Mongolia — the world's most sparsely populated sovereign nation not counting territories like Greenland — presents a fascinating case. With a population of just 3.4 million spread across a territory three times the size of France, Mongolia has vast stretches of steppe, desert, and mountain that remain essentially uninhabited. Roughly half of Mongolia's entire population lives in Ulaanbaatar, the capital, making it one of the most urbanized countries by proportion despite its overall extreme sparseness.
The World's Most Densely Populated Cities
Country-level density figures only tell part of the story. Within countries, cities concentrate populations at densities that far exceed national averages. The world's most densely packed urban areas push the limits of what human settlement looks like.
Why Do People Cluster Where They Do?
Human settlement patterns are shaped by a mix of geography, history, economics, and chance. Understanding why certain areas are dense and others are empty helps explain some of the most fundamental features of the human world.
Geography and Climate
The most basic driver of settlement density is whether a place can support human life comfortably. Fertile river valleys — the Nile, the Ganges, the Yellow River — have supported dense human populations for thousands of years because they provide reliable water and productive farmland. Deserts, arctic tundra, high mountain ranges, and dense tropical rainforests all present challenges that have historically kept population density low. Even today, the global population map closely mirrors the pattern of agriculturally productive land and moderate climate zones.
Economic Opportunity
In the modern era, economic opportunity pulls people toward cities at unprecedented rates. A farmer's child in rural Bangladesh or Ethiopia has powerful incentives to migrate to Dhaka or Addis Ababa, where wages are higher, services are better, and opportunities for education and advancement are greater. This rural-to-urban migration is the primary driver of urbanization worldwide and explains why cities like Lagos, Kinshasa, and Karachi are growing at extraordinary speed even as their countries' overall population densities remain relatively low.
Historical Accident and Momentum
Many dense settlements exist because of historical advantages that no longer matter — a river crossing that was strategically important in medieval times, a harbor that was useful before the era of air travel, a mining region whose resources have long since been exhausted. Once a city or region develops critical mass — infrastructure, institutions, social networks — it becomes self-reinforcing. People move there because others are there, employers set up there because workers are there, and the density compounds over time. This "path dependency" explains why some seemingly arbitrary places became global megacities while equally or better-situated locations never did.
Population Density and the Future
The United Nations projects that by 2050, roughly 68% of humanity will live in urban areas, up from about 57% today. This ongoing urbanization means that even as total global population growth slows, the density of cities will continue to rise. Megacities — urban areas with over 10 million people — will grow in number, particularly in Africa and South Asia.
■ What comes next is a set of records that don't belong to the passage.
PR #2208, opened 2026-05-25
Remove deprecated flags from codebase.

mre:
Eventually we have to get rid of the long-deprecated flags in lychee. And I believe now is as good of a time as ever. We don't have to wait for 1.0 to hit (I believe). 

This affects the following flags:
- `--exclude-file`, which got replaced by `.lycheeignore`
- `--base`, superceded by `--base-url`.

Wdyt about merging this in and announcing the removal with the next release?

If we decide to do that, I can prepare a PR to update the lychee docs and the lychee action.

### DIFF
--- a/README.md
+++ b/README.md
@@ -377,9 +377,6 @@ Options:
           The provided base URL value must either be a URL (with scheme) or an absolute path.
           Note that certain URL schemes cannot be used as a base, e.g., `data` and `mailto`.
 
-      --base <BASE>
-          Deprecated; use `--base-url` instead
-
       --basic-auth <BASIC_AUTH>
           Basic authentication support. E.g. `http://example.com username:password`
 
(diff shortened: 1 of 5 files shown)


katrinafyi (approved):
I'm happy with this. Indeed, we have made other breaking changes without such a long notice period as these options have had.

thomas-zahner (approved):
I totally agree with this change and see no issues.

Not related to flags, but noticed while searching for deprecations; maybe we could now remove this deprecated usage. It's probably okay to drop support for the old format after almost 2 years. What are your thoughts? Could be done in a separate PR.

https://github.com/lycheeverse/lychee/blob/ee86f0d3ec0bb0512cb19d1ca7008a9e73b21e54/lychee-lib/src/types/cookies.rs#L39

mre:
Thanks for review. I will create a follow-up PR for the deprecated code.

PR #2209, opened 2026-05-28
fix: hide "cannot send response to queue: SendError" message

### LINKED ISSUE #2189: lychee can panic with invalid input URL
Since 8bbeeb57f3055a97b27495610919ff1169b963f9 when passing multiple URLs to lychee, where one URL is "invalid" (i.e. returns a unsuccessful status code) lychee panics when it tries to use the queue once more. Is there maybe an easy way to exit lychee early instead of trying to reuse the queue? Maybe this behaviour is okay, the panic just doesn't look very nice.

# Example

```
cargo run 'https://example.com/' 'https://example.com/a'

thread 'tokio-rt-worker' (67049) panicked at lychee-bin/src/commands/check.rs:236:18:
cannot send response to queue: SendError { .. }
Error: Cannot read input content from URL: status code 404 Not Found. To check links in error pages, download and check locally instead.
```

katrinafyi:
Fixes https://github.com/lycheeverse/lychee/issues/2189

The SendError message was just a distracting panic that was printed alongside a genuine error in another input URL.

It should be okay to just silence the warning. If sending has failed, then the channel has dropped which means we are heading towards a main thread exit which would print any necessary messages.

### DIFF
--- a/lychee-bin/src/commands/check.rs
+++ b/lychee-bin/src/commands/check.rs
@@ -230,10 +230,7 @@ async fn request_channel_task(
             )
             .await;
 
-            send_resp
-                .send((guard, response))
-                .await
-                .expect("cannot send response to queue");
+            send_resp.send((guard, response)).await.unwrap_or_default();
         },
     )
     .await;


thomas-zahner (approved):
Thanks! That makes sense. I ran `cargo fmt` on your commit to fix the formatting.

Romasato:
Still seeing the issue where it does not abort now, but fails to generate report in the end.

mre:
Hey @Romasato, can you send us the lychee version you're using and perhaps a way to reproduce the issue? E.g. the commands you run (including inputs) so we can troubleshoot the issue? Ideally, can you create a new issue for that?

Managing density well is one of the central challenges of 21st century governance. Done well, high-density urban living is actually more environmentally efficient than sprawling low-density development — people in dense cities drive less, share infrastructure more efficiently, and consume less energy per capita. Cities like Singapore and Hong Kong demonstrate that extraordinarily high density can coexist with high quality of life. Done poorly, density produces overcrowding, pollution, inadequate sanitation, and the kind of informal settlements that ring many rapidly growing cities in the developing world.
How humanity manages the continuing concentration of its population into urban centers will shape the environmental, economic, and social trajectory of the species for generations to come.